Early differentiation and dynamic evolution of Mars – the geodynamical approach

Breuer D, Plesa A-C, Grott M, Tosi N, Maurice M, Ruedas T

Abstract

Isotopic anomalies in the Martian meteorites suggest the existence of several distinct geochemical re servoirs in the Martian interior that formed early and did not mix thereafter. Furthermore, petrological analysis of the meteorites suggests that rheologically significant amounts of water are present in the interior. We discuss the dynamical consequences of different thermo-chemical evolution scenarios, whether they can lead to the formation and preservation of mantle reservoirs, and what they tell us about the volatile distribution in the Martian interior. Reservoirs can form as a result of partial melting that induces a density change in the depleted mantle with respect to its primordial composition. However, efficient mantle mixing prevents these reservoirs from being preserved unless they are located in the stagnant lid or in the lower volatile-rich mantle. Alternatively, reservoirs could be formed during fractional crystallization of a magma ocean. In this case, however, the mantle would likely end up being stably stratified as a result of the global overturn of the unstable density distribution attained at the end of the crystallization sequence.
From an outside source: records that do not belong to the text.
PR #761, opened 2018-08-04
feat(fast-components-react-base): add tabs component

### LINKED ISSUE #749: Create tabs as a composable set of components
There should be a ~~tab panel~ tabs component in `fast-components-react-base` that implements the tab ~~panel~~ interface.

User stories:
- Wanda has come back from a long day at work and is trying to order some food online. The restaurant she's looking at offers drinks, main courses and deserts. Not wanting to spend the extra premium on drinks which are currently shown, she clicks on main courses and makes a selection from the items that show up. She completes her order and her food is delivered.
- Amy is trying to find book a flight, she sees the current deals for today and next to it is another section for booking. She clicks the section for booking and the current deals are replaced with a form for her to fill out booking information. She completes the form and her flight has been booked.

Functional requirements:

**Initial view**:
- Multiple selectable items appear next to each other, one item has an "active" state
- Below the selectable items is content that corresponds to the currently selected "active" item

**Selecting an inactive item**:
- When an inactive item is selected, it's state is changed to "active" and the previous "active" item is changed to inactive
- Content changes corresponding to the tab selected
- Items can be set to an active state by mouse click or by left/right arrow keys once the selectable items are in focus

Technical spec:
- Content is swapped when a different tab is selected by the user
- An optional callback is used to inform the user what uuid is for activation

Implementation:
Note: updated to reflect @chrisdholt notes relating to https://www.w3.org/TR/wai-aria-practices-1.1/#tabpanel where:
- **Tabs** - the containing component for the tab elements and tab panels
- **TabItem** - the container for both the tab element and the tab panel it controls
- **Tab** - the controlling element
- **TabPanel** - the tab panel containing content relating to the controlling tab element

```diff
-<TabPanels selected="id01">
-    <TabPanel id="id01" slot="tab-panel">
-        <Tab slot="tab">
-            Tab 1
-        </Tab>
-        <TabContent slot="tab-content">
-            Tab 1 content
-        </TabContent>
-    </TabPanel>
-</TabPanels>

-<Tabs selected="id01">
+<Tabs activeId="id01">
+    <TabItem id="id01" slot="tab-item">
+        <Tab slot="tab">
+            Tab 1
+        </Tab>
+        <TabPanel slot="tab-panel">
+            Tab panel content
+        </TabPanel>
+    </TabItem>
+</Tabs>
```

Naming clarification: The HTML attribute role of *tabpanel* although one word is, according to spec, two words "tab panel" and as such we will use this as the basis for naming for the tab panel component when implementing the component name and slot.

Scenarios:
- No ~~TabPanel~~ `TabItem` is passed
    - Do not show ~~TabPanels~~ `Tabs`
- A ~~TabPanel~~ `TabItem` is missing `Tab` or ~~TabContent~~ `TabPanel`
    - Do not show the ~~TabPanel~~ `TabItem`

janechu:
Resolves #749


packages/fast-components-react-base/src/tabs/tabs.tsx
```diff
@@ -0,0 +1,313 @@
...
+     * Gets the current index by tab item ID
+     */
+    private getCurrentIndexById = (item: JSX.Element): boolean => {
+        return item.props.id === this.state.activeId;
+    }
+
+    /**
+     * Gets the child by the slot property
+     */
+    private getChildBySlot(children: React.ReactNode, slot: TabSlot): JSX.Element[] {
```
nicholasrice: I feel like `getChildBySlot` could be a generic utility - slots are something we use somewhat frequently

packages/fast-components-react-base/src/tabs/tabs.tsx
```diff
@@ -0,0 +1,313 @@
...
+        };
+    }
+
+    /**
+     * Renders the component
+     */
+    public render(): JSX.Element {
+        const tabElements: JSX.Element[] = this.renderTabElements();
+
+        if (tabElements.length > 0) {
```
nicholasrice: I think I'm partial to always rendering the HTML that we can render. Deciding to render or not render is really an implementation concern - not a component concern.

I think I'd be a little confused if I dropped the component on a page but it didn't do anything. Its similar to the silent error scenario - I now have to know about the internal code logic to accurately debug. I don't think this is a major use case so I'm not too concerned about it, but I think I prefer to keep the components as simple as possible and leave implementation concerns to the authors.

packages/fast-components-react-base/src/tabs/tabs.tsx
```diff
@@ -0,0 +1,313 @@
...
+    }
+
+    /**
+     * Renders the tab panels
+     */
+    private renderTabPanels(): JSX.Element[] {
+        const tabPanels: JSX.Element[] = [];
+
+        this.getChildBySlot(this.props.children, TabSlot.tabItem).forEach((tabItem: JSX.Element, index: number): void => {
+            const id: string = get(tabItem, "props.id") ? tabItem.props.id : `tab${index}`;
```
nicholasrice: If we have tab components on the page without ID's, we've created two identical ID values.

Do we need to do work here? I kind of think we should just require a unique ID on the item. That way, if there are two unique ID's on the page, it is *always* the fault of the author and not a bug in the component.

packages/fast-components-react-base/src/tabs/tabs.tsx
```diff
@@ -0,0 +1,313 @@
...
+
+            tabPanels.push(
+                <div
+                    key={id}
+                    id={id}
+                    className={this.props.managedClasses.tab_panel}
+                    role="tabpanel"
+                    aria-labelledby={id}
+                    aria-hidden={this.state.activeId !== id ? true : false}
```
nicholasrice: nit: `aria-hidden={this.state.activeID !== id}`. The `true : false` is redundant

packages/fast-components-react-base/src/tabs/tabs.tsx
```diff
@@ -0,0 +1,313 @@
...
+                this.activateLast();
+                break;
+        }
+    }
+
+    /**
+     * Activates the previous tab item
+     */
+    private activatePrevious(): void {
+        const items: JSX.Element[] = this.getChildBySlot(this.props.children, TabSlot.tabItem);
```
nicholasrice: There is a decent amount of duplication between `activePrevious`, `activateNext`, `activateFirst`, and `activateLast` - I think you could refactor to a single function that shifts the `activeId` by a particular value instead: `shiftActiveTab(-1)`, `shiftActiveTab(1)`, `shiftActiveTab(this.state.items.length - this.getChildBySlot(this.props.children, TabSlot.tabItem)`, etc

packages/fast-components-react-base/src/tabs/tab-item.props.ts
```diff
@@ -0,0 +1,22 @@
...
+    /**
+     * The unique id for the tab item
+     */
+    id: string;
+
+    /**
+     * The slot identifying this component to the TabItem component as a tab-item
+     * the string passed must be "tab-item"
+     */
+    slot: string;
```
nicholasrice: `slot` should be an enum

packages/fast-components-react-base/src/tabs/tab-panel.props.ts
```diff
@@ -0,0 +1,17 @@
+import * as React from "react";
+
+export interface ITabPanelHandledProps {
+    /**
+     * The slot identifying this component to the TabPanel component as a tab-panel
+     * the string passed must be "tab-panel"
+     */
+    slot: string;
```
nicholasrice: `slot` should also be an enum here

packages/fast-components-react-base/src/tabs/tab-panel.tsx
```diff
@@ -0,0 +1,16 @@
+import * as React from "react";
+import Foundation, { HandledProps } from "../foundation";
+import { ITabPanelHandledProps, ITabPanelUnhandledProps } from "./tab-panel.props";
+
+class TabPanel extends Foundation<ITabPanelHandledProps, ITabPanelUnhandledProps, {}> {
+    public render(): JSX.Element {
+        return (
+            <React.Fragment>
+                {this.props.children}
```
nicholasrice: This doesn't seem to be handling any of the handled props

packages/fast-components-react-base/src/tabs/tab-item.tsx
```diff
@@ -0,0 +1,8 @@
+import * as React from "react";
+import Foundation, { HandledProps } from "../foundation";
+import { ITabItemHandledProps, ITabItemUnhandledProps } from "./tab-item.props";
+
+class TabItem extends Foundation<ITabItemHandledProps, ITabItemUnhandledProps, {}> {}
```
nicholasrice: This also isn't handling any of the handled props, or the unhandled props. Also, this has no render method, is that intentional?

packages/fast-components-react-base/src/tabs/examples.data.tsx
```diff
@@ -0,0 +1,117 @@
...
+    TabPanel
+} from "./tabs";
+import schema from "./tabs.schema.json";
+import Documentation from "./.tmp/documentation";
+import { Orientation } from "./tabs.props";
+
+function getTabItem(index: number): JSX.Element {
+    return (
+        <TabItem slot="tab-item" id={`tab0${index}`}>
+            <Tab slot="tab">
```
nicholasrice: It seems a little odd to me that we have a `Tab` component that requires a `slot={"tab"}`. Do we really even need `Tab` and `TabPanel` components? I don't really follow the purpose they serve.

janechu: They are basically buckets in which there is an opportunity for children to be placed. So for example if I wanted to put an SVG in the `Tab` I can do that as well as any content I want in the `TabPanel`. The prop of slot is to follow our convention that we are going to be syncing this up with an API for web components in the future so in order to find an appropriate slot I need the prop. Also there's no way of knowing once the components are minified what they are, in fact you could use any element or a custom component as long as you have the slot prop with the correct string.

janechu: Additionally `TabItem` must contain a `Tab` and a `TabPanel` in order to be a complete item, that's really what the purpose is. If it does not then we don't count it as a viable `TabItem`.

packages/fast-components-react-base/src/tabs/tab-item.tsx
janechu: Yes, it's really just for semantic convenience, it does not even need to be a component it could be a `div` or any other element the user passes since we are only using it as a wrapper to find the contents and verify it contains both the `Tab` and `TabPanel`. I think it's more clear from an implementation perspective that this component exists however because I think it's how the user expects to compose it.

packages/fast-components-react-base/src/tabs/tabs.tsx
janechu: oops, great point

packages/fast-components-react-base/src/tabs/tabs.tsx
janechu: Very true, I think we should have an issue for it though

packages/fast-components-react-base/src/tabs/tabs.tsx
janechu: sounds good

packages/fast-components-react-base/src/tabs/tab-item.tsx
nicholasrice: At some level, I agree but it feels like we're mixing metaphors here. We're exposing a purpose-specific component that, unless *configured correctly*, will not work as expected. I would expect, if these sub-components we're available, that given a nesting structure it would do the right thing.

With this implementation though, it won't. Slots are the only thing that *actually* matter.

janechu: Gotcha, I agree, I've changed this up to not use slots but check the component type as we are doing in `fast-layouts-react` for the `Grid` component.

chrisdholt:
I think we'll want `Tab` and `Tabpanel` to operate as individual components and accept unhandled props. Essentially, we probably need individual components for everything but the combinded `Tabitem`.

packages/fast-components-react-base/src/tabs/tabs.props.ts
```diff
@@ -0,0 +1,53 @@
+import * as React from "react";
+import { IManagedClasses, ITabsClassNameContract } from "@microsoft/fast-components-class-name-contracts-base";
+
+export enum Orientation {
```
nicholasrice: This is a pretty non-specific name so I think it should either be:
a.) Semantically scoped to Tabs (eg, `TabsOrientation`)
b.) Made generic in a non-tabs specific location

packages/fast-components-react-base/src/tabs/tabs.props.ts
```diff
@@ -0,0 +1,53 @@
...
+     */
+    children?: React.ReactNode | React.ReactNode[];
+
+    /**
+     * The aria-label applied to the tablist for the tab items
+     */
+    label: string;
+
+    /**
+     * The tab update callback
```
nicholasrice: Can you make the `onUpdateTab` comment more descriptive? Why would I want to use this prop? When and why is this function called?

packages/fast-components-react-base/src/tabs/tabs.tsx
```diff
@@ -0,0 +1,336 @@
+import * as React from "react";
+import { get } from "lodash-es";
+import { KeyCodes } from "@microsoft/fast-web-utilities";
+import { IManagedClasses, ITabsClassNameContract } from "@microsoft/fast-components-class-name-contracts-base";
+import Foundation, { HandledProps } from "../foundation";
+import { ITabsHandledProps, ITabsManagedClasses, ITabsUnhandledProps, TabsProps } from "./tabs.props";
+
+export enum TabSlot {
```
nicholasrice: this should probably be `TabsSlot`

packages/fast-components-class-name-contracts-base/src/tabs/index.ts
```diff
@@ -0,0 +1,18 @@
+/**
+ * The class name contract for the tabs component
+ */
+export interface ITabsClassNameContract {
+    tab_item: string;
```
nicholasrice: These should be `tabs_tabItem` and `tabs_tabList`

packages/fast-components-class-name-contracts-base/src/tabs/index.ts
```diff
@@ -0,0 +1,18 @@
...
+    tabs: string;
+}
+
+export interface ITabClassNameContract {
+    tab: string;
+    tab__active: string;
+}
+
+export interface ITabPanelClassNameContract {
+    tab_panel: string;
```
nicholasrice: `tabPanel` & `tabPanel__hidden`

packages/fast-components-react-base/src/tabs/tabs.tsx
```diff
@@ -0,0 +1,336 @@
...
+     * Renders the tab elements
+     */
+    private renderTabElements(): JSX.Element[] {
+        const tabElements: JSX.Element[] = [];
+
+        this.getChildBySlot(
+            this.props.children,
+            this.getSlot(TabSlot.tabItem)
+        ).forEach((tabItem: JSX.Element, index: number): void => {
+            tabElements.push(
```
nicholasrice: This is pretty nitty but I think we should avoid mutating functions when possible. This operation is safe, but I think reducing mutating operations where we can helps mitigate folks referencing code examples and applying them to new areas where mutating functions may be problematic.

By using `map` instead of `forEach`, you avoid both mutation and creating a variable - you can just return the result of the `map` function.

packages/fast-components-react-base/src/tabs/tabs.tsx
```diff
@@ -0,0 +1,336 @@
...
+    private activatePrevious(): void {
+        const items: JSX.Element[] = this.getChildBySlot(
+            this.props.children,
+            this.getSlot(TabSlot.tabItem)
+        );
+        const currentItemIndex: number = items.findIndex(this.getCurrentIndexById);
+        const previousItemIndex: number = currentItemIndex > 0 ? currentItemIndex - 1 : items.length - 1;
+        const previousItemId: string = items[previousItemIndex].props.id;
+
+        if (!this.props.activeId) {
```
nicholasrice: All of the "activate" methods share a common pattern of updating state to a particular index and focusing the element. I would reccomend centralizing that logic into a discrete function to reduce duplication and complexity

packages/fast-components-react-base/src/tabs/tabs.tsx
```diff
@@ -0,0 +1,336 @@
...
+                return typeof this.props.tabItemSlot === "string" ? this.props.tabItemSlot : TabSlot.tabItem;
+            case TabSlot.tabPanel:
+                return typeof this.props.tabPanelSlot === "string" ? this.props.tabPanelSlot : TabSlot.tabPanel;
+        }
+    }
+
+    /**
+     * Gets the child by the slot property
+     */
+    private getChildBySlot(children: React.ReactNode, slot: TabSlot | string): JSX.Element[] {
```
nicholasrice: This returns a collection of children, correct? I'd recommend changing the function name to reflect that - this makes it sound like this function will return a single child.

packages/fast-components-react-base/src/tabs/tabs.tsx
```diff
@@ -0,0 +1,336 @@
...
+        const childBySlot: JSX.Element[] = [];
+
+        React.Children.forEach(children, (child: JSX.Element): void => {
+            if (child.props && child.props.slot === slot) {
+                if (slot === this.getSlot(TabSlot.tabItem)) {
+                    if (
```
nicholasrice: I'd also reccomend moving the bit of logic to filter out `TabItem` elements that don't have both a `tabPanel` and `tab` to another function. The name of this function implies that I'm just returning children that match a particular slot.

That keeps this function single-purpose and provides a semantic name to tie to the behavior of only rendering components that have both `tab` and `tabPanel` elements.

This effect could be reduced if convection and mixing starts during magma ocean solidification. Depending on the resulting density contrast, little secondary crust would be produced and the lithosphere would be cool and dry, in contrast to observations. Therefore, reservoir formation by partial melting seems to be best compatible with current constraints, although survival of primordial reservoirs continues to be problematic.